Jessie wrote that at the end of last week as she was driving
back into North Carolina from her brief sojourn in these parts, something
caught her eye just as she crossed the state line.  It was a plant called kudzu. 
Kudzu is a vine that grows uncontrollably. It is not native to North America,
and its existence has been a disruption to horticulturalists all over the South
since it arrived.  Kudzu came into North America as a seed, one that slips
into the cracks and crevices of this world, and once it takes root it cannot be
stopped. It is a pesky, resilient, and powerful plant. 

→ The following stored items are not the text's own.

PR #793, opened 2022-08-16
Typo fix - update to label article

mahab339:
Fixed typo of (- `TextType`, of type `TextType`, determines whether the `Label` should display plain text of HTML text.) to (... should display plain text or HTML text.).


davidbritch (approved):
Thanks @mahab339

PR #1030, opened 2025-07-31
Add sparse encapsulation for CKKS-based bootstrapping

### LINKED ISSUE #1001: Add sparse-secret encapsulation for CKKS (functional) bootstrapping
Implement the optimization from https://eprint.iacr.org/2022/024.

Right before `ModRaise`, switch from a denser key to a sparser key, then switch back to a denser key after `ModRaise`.

- [x] Add a new secret key distribution `SPARSE_ENCAPSULATED`, specifically for bootstrapping.
- [x] Generate two switching keys in `EvalBootstrapKeyGen` and the appropriate key switching calls to the code.
   - [x] For the second key generation and switching, regular key switching mechanism can be used.
    - [x] For the first key switching, we need to go from $q$ to $qp$, where $p$ can be the first auxiliary modulus in $P$. Then we need to rescale by $p$.
       * For the sparsest secret, use $p=60$ and the Hamming weight of 32. 
       * Add KeySwitchGenSparse and KeySwitchSparse methods specifically the first key switching inside the FHE private space.
- [x] Generate new Chebyshev series coefficients for regular CKKS bootstrapping (for $K=16$).
- [x] Generate new Chebyshev series coefficients for functional CKKS bootstrapping (for $K=16$).
- [x] Add unit tests for regular CKKS bootstrapping.
- [x] Throw exception in the following cases:
       * SPARSE_ENCAPSULATED will not work for COMPOSITESCALING* modes (yet). 
       * SPARSE_ENCAPSULATED will only work for CKKS. 
- [x] Add the SPARSE_ENCAPSULATED mode and related unit tests for functional bootstrapping.

yspolyakov:
See issue #1001 for details,


pascoec (approved):

src/pke/examples/test-sparse-encapsulation.cpp
```diff
@@ -0,0 +1,112 @@
+//==================================================================================
```
yspolyakov: I suggest converting this example to a unit test

src/pke/lib/scheme/ckksrns/ckksrns-fhe.cpp
```diff
@@ -2645,74 +2682,59 @@ Plaintext FHECKKSRNS::MakeAuxPlaintext(const CryptoContextImpl<DCRTPoly>& cc, co
...
     result->SetScalingFactor(result->GetScalingFactor() * plaintext->GetScalingFactor());
     return result;
 }
 
 void FHECKKSRNS::EvalAddExtInPlace(Ciphertext<DCRTPoly>& ciphertext1, ConstCiphertext<DCRTPoly> ciphertext2) const {
-    std::vector<DCRTPoly>& cv1       = ciphertext1->GetElements();
-    const std::vector<DCRTPoly>& cv2 = ciphertext2->GetElements();
-    for (size_t i = 0; i < cv1.size(); ++i)
+    auto& cv1  = ciphertext1->GetElements();
+    auto& cv2  = ciphertext2->GetElements();
```
yspolyakov, line 2698: Is it correct to drop `const` here? The intent was to say that cv2 will not be changed.

yspolyakov:
A general comment. I see many large-parameter unit tests. These probably take a while to run. In Google tests, one can set up  long tests and run those only when desired. I believe we even have this somewhere in OpenFHE (or had it before). I would not run many large-ring-dimension tests by default.

pascoec:
> A general comment. I see many large-parameter unit tests. These probably take a while to run. In Google tests, one can set up long tests and run those only when desired. I believe we even have this somewhere in OpenFHE (or had it before). I would not run many large-ring-dimension tests by default.

Are you referring to the Functional Bootstrapping unit tests? Two things:
(1) Those large-parameter values are used only when `BENCH` is defined. When `Bench` is undefined, the much smaller default values are used.
(2) The current unit test setup is temporary. One of the first things I plan to do in the Functional Bootstrapping refactor is create another set of fewer tests that are run instead of the current set with small-parameter values explicitly listed in the test vectors, allowing me to remove the current `#ifndef BENCH` logic that overrides the large-parameter values with the defaults. It will be a lot more straight forward.

src/pke/examples/test-sparse-encapsulation.cpp
pascoec: where would you like me to add it?

yspolyakov:
> > A general comment. I see many large-parameter unit tests. These probably take a while to run. In Google tests, one can set up long tests and run those only when desired. I believe we even have this somewhere in OpenFHE (or had it before). I would not run many large-ring-dimension tests by default.
> 
> Are you referring to the Functional Bootstrapping unit tests? Two things: (1) Those large-parameter values are used only when `BENCH` is defined. When `Bench` is undefined, the much smaller default values are used. (2) The current unit test setup is temporary. One of the first things I plan to do in the Functional Bootstrapping refactor is create another set of fewer tests that are run instead of the current set with small-parameter values explicitly listed in the test vectors, allowing me to remove the current `#ifndef BENCH` logic that overrides the large-parameter values with the defaults. It will be a lot more straight forward.

Sounds good. Thanks.

src/pke/examples/test-sparse-encapsulation.cpp
yspolyakov: UnitTestBootstrap.cpp under ckks unit tests. It is only needed for bootstrapping.

pascoec: will do

dsuponitskiy (approved):

PR #1054, opened 2025-09-26
930 remove sudo from uninstall_openfhe.sh

### LINKED ISSUE #930: Remove "sudo" from scripts/uninstall_openfhe.sh
"sudo" is only required by uninstall if you install OpenFHE in /usr/local. but in this case "sudo" should be provided explicitly instead of being used in the uninstall script. Remove "sudo" from scripts/uninstall_openfhe.sh

dsuponitskiy:


jbates-duality (approved):
Absolutely straightforward removal of sudo from script, such that user calls the script with sudo on command-line instead.

PR #1067, opened 2025-10-15
Make cushion in BFV HPSPOVERQLEVELED mode larger

### LINKED ISSUE #1066: BFV HPSPOVERQLEVELED increased noise growth after #1007
After #1007, the noise estimate is more conservative for BFV.

In HPSPOVERQLEVELED mode, the `FindLevelsToDrop` function in `bfvrns-leveledshe.cpp` need to precisely estimate the noise (see https://eprint.iacr.org/2021/204, section 3.2, leveled bfv multiplication), to do so, OpenFHE used an empirical _cushion_ as the expansion factor based estimate is often much larger than the real noise. Namely, `estimate - cushion = real noise`

However, as the estimate is larger now, the cushion should be larger. Otherwise, if we overestimate the noise, and the modulus switching error will become dominant, violating eq. 12 in the above paper; after scaling back from Ql to Q, the modulus switching error will become larger than the original noise, and experimentally we can observe an increase in the overall noise growth. I found that after depth-20 multiplication, the noise is 30bit larger than previously. 

An interpretation of #1007 is that for each BFV mulplicativeDepth we will have one bit more estimate. @yspolyakov suggested changing the cushion formula from `2 * mulDepth` to `4 * mulDepth`, and it did make the noise in my experiment to behave similarly as before.

ZenithalHourlyRate:
Fixes #1066

Implements the fix suggested below:

> An interpretation of https://github.com/openfheorg/openfhe-development/pull/1007 is that for each BFV mulplicativeDepth we will have one bit more estimate. @yspolyakov suggested changing the cushion formula from 2 * mulDepth to 4 * mulDepth, and it did make the noise in my experiment to behave similarly as before.

### DIFF
--- a/src/pke/lib/scheme/bfvrns/bfvrns-leveledshe.cpp
+++ b/src/pke/lib/scheme/bfvrns/bfvrns-leveledshe.cpp
@@ -184,7 +184,7 @@ uint32_t FindLevelsToDrop(uint32_t multiplicativeDepth, std::shared_ptr<CryptoPa
     // adding the cushon to the error (see Appendix D of https://eprint.iacr.org/2021/204.pdf for details)
     // adjusted empirical parameter to 16 from 4 for threshold scenarios to work correctly, this might need to
     // be further refined
-    int32_t levels = std::floor((loge - 2 * multiplicativeDepth - 16 - logExtra) / dcrtBits);
+    int32_t levels = std::floor((loge - 4 * multiplicativeDepth - 16 - logExtra) / dcrtBits);
     size_t sizeQ   = cryptoParamsBFVrns->GetElementParams()->GetParams().size();
 
     if (levels < 0)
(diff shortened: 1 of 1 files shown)


yspolyakov (approved):

src/pke/lib/scheme/bfvrns/bfvrns-leveledshe.cpp
```diff
@@ -184,7 +184,7 @@ uint32_t FindLevelsToDrop(uint32_t multiplicativeDepth, std::shared_ptr<CryptoPa
     // adding the cushon to the error (see Appendix D of https://eprint.iacr.org/2021/204.pdf for details)
     // adjusted empirical parameter to 16 from 4 for threshold scenarios to work correctly, this might need to
     // be further refined
-    int32_t levels = std::floor((loge - 2 * multiplicativeDepth - 16 - logExtra) / dcrtBits);
+    int32_t levels = std::floor((loge - 4 * multiplicativeDepth - 16 - logExtra) / dcrtBits);
```
yspolyakov: I believe we should replace 4 with 3 as we get 1 extra bit in the noise estimate for each level, i.e., 2 + 1 = 3.

ZenithalHourlyRate: Changed accordingly. Tested and found out the noise behaves well.

yspolyakov (approved):

yspolyakov:
The fix was revised to 3 * multiplicativeDepth (instead of 4 * multiplicativeDepth). The initial estimate was too conservative.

The gospel of the kingdom and the resurrection that establishes
it is a little bit like kudzu.  We can do our best to tame it and contain
it, but once it has slipped into the cracks of our lives it will not be stopped
until it has completely filled us.  God is God and God wins this
story.  The One who began a good work—in the act and sustaining of Creation,
in redeeming Israel, in sending Jesus to live, die, and rise again, and whose
Holy Spirit now lives and intercedes for us in this world will bring it to completion.

And so my prayer today is that we who come to this Table to see with our
eyes and touch with our hands the broken, poured out, yet risen for our sake
body and blood of our Lord might have this truth planted deeply within us, so
that the fearlessness of Peter, the hospitality and grace of the first apostles,
and the power of our resurrected Lord might spill forth from our lives with
great joy and without fear, on this day and every day.  In the name of the
Father, and of the Son, and of the Holy Spirit.  Amen.